The Dangers of Distracted Parenting
Child-development experts have different names for the dyadic signaling system between adult and child, which builds the basic architecture of the brain. Jack P. Shonkoff, a pediatrician and the director of Harvard’s Center on the Developing Child, calls it the “serve and return” style of communication; the psychologists Kathy Hirsh-Pasek and Roberta Michnick Golinkoff describe a “conversational duet.” The vocal patterns parents everywhere tend to adopt during exchanges with infants and toddlers are marked by a higher-pitched tone, simplified grammar, and engaged, exaggerated enthusiasm. Though this talk is cloying to adult observers, babies can’t get enough of it. Not only that: One study showed that infants exposed to this interactive, emotionally responsive speech style at 11 months and 14 months knew twice as many words at age 2 as ones who weren’t exposed to it.

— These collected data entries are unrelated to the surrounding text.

PR #235, opened 2020-12-17
feat(e2e-tests): update applicant name feature

Fenisay:
UCD-1159

### DIFF
--- a/e2e-tests/cypress/integration/appellant-submission-applicant-name.feature
+++ b/e2e-tests/cypress/integration/appellant-submission-applicant-name.feature
@@ -2,15 +2,31 @@
 Feature: The user gives the original appellant name
   The users needs to give the original appellant name to save and continue.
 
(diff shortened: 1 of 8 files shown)


MrSimonEmms (commented):
Based on the fact that this is just changing a test file (and not the published source code), arguably this should be a `chore` or `test` commit, not a `feat`.

danWatkinson:
i would say that if we're hoping to accumulate the whole story in this PR rather than just the test-changes.. the statement re: feature/chore may or may not be valid..
in this instance i think i agree: the net result should be parity, so this is really a refactoring excercise/chore that just happens to include some test-tweaking to make sure that we -would- catch any problems we created in the rest of the change.

other opinions are available.

a6software (approved):
Approving on the basis the code looks fine.

danWatkinson (approved):
looks good

PR #244, opened 2020-12-17
test(e2e-tests): updated Planning Application Number submission feature

frank-dodion:
## Ticket Number
UCD-1037

## Description of change
Updated feature file to include max character constraint example


Fenisay (approved):

Fenisay:
Simon told me that as we are just changing the test code we should put 

chore(e2e-tests): message

instead of feat or fix

frank-dodion:
> Simon told me that as we are just changing the test code we should put
> 
> chore(e2e-tests): message
> 
> instead of feat or fix

Thanks for approval. Interesting point about chore or test. In this case it is looks to me like a test commit.
Screenshot 2020-12-17 at 13 39 13

PR #251, opened 2020-12-17
feat(forms-web-app): stop setting appeal statement sensitive info cb

frank-dodion:
## Ticket Number
UCD-830

## Description of change
Updated behaviour of checkbox on appeal statement page so that it does not automatically follow the state of the appeal.

### DIFF
--- a/forms-web-app/src/views/appellant-submission/appeal-statement.njk
+++ b/forms-web-app/src/views/appellant-submission/appeal-statement.njk
@@ -147,7 +147,6 @@
           name: "does-not-include-sensitive-information",
           items: [
             {
-              checked: (appeal.yourAppealSection.appealStatement.hasSensitiveInformation === false),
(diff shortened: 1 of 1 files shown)


Fenisay:
What's the expected behavior ?

Fenisay (approved):

frank-dodion:
> What's the expected behavior ?

The small PR about the appeal statement is to stop setting the state of the sensitive information checkbox based on the state of the appeal. This will mean that the checkbox will be a UI-only component that will be unchecked each time the page is visited. The user must then explicitly click each time they want to proceed with save and continue. Apparently this is what the client asked for when reviewing 830.

frank-dodion:
Thanks for the approval Yassine. I will hold off merging this for now because we will want the formal requirements and JIRA tickets to catch up :-)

Child development is relational, which is why, in one experiment, nine-month-old babies who received a few hours of Mandarin instruction from a live human could isolate specific phonetic elements in the language while another group of babies who received the exact same instruction via video could not. According to Hirsh-Pasek, a professor at Temple University and a senior fellow at the Brookings Institution, more and more studies are confirming the importance of conversation. “Language is the single best predictor of school achievement,” she told me, “and the key to strong language skills are those back-and-forth fluent conversations between young children and adults.”It has never been easy to balance adults’ and children’s needs, much less their desires, and it’s naive to imagine that children could ever be the unwavering center of parental attention. Parents have always left kids to entertain themselves at times—“messing about in boats,” in a memorable phrase from The Wind in the Willows, or just lounging aimlessly in playpens. In some respects, 21st-century children’s screen time is not very different from the mother’s helpers every generation of adults has relied on to keep children occupied. When parents lack playpens, real or proverbial, mayhem is rarely far behind. Caroline Fraser’s recent biography of Laura Ingalls Wilder, the author of Little House on the Prairie, describes the exceptionally ad hoc parenting style of 19th-century frontier parents, who stashed babies on the open doors of ovens for warmth and otherwise left them vulnerable to “all manner of accidents as their mothers tried to cope with competing responsibilities.” Wilder herself recounted a variety of near-calamities with her young daughter, Rose; at one point she looked up from her chores to see a pair of riding ponies leaping over the toddler’s head.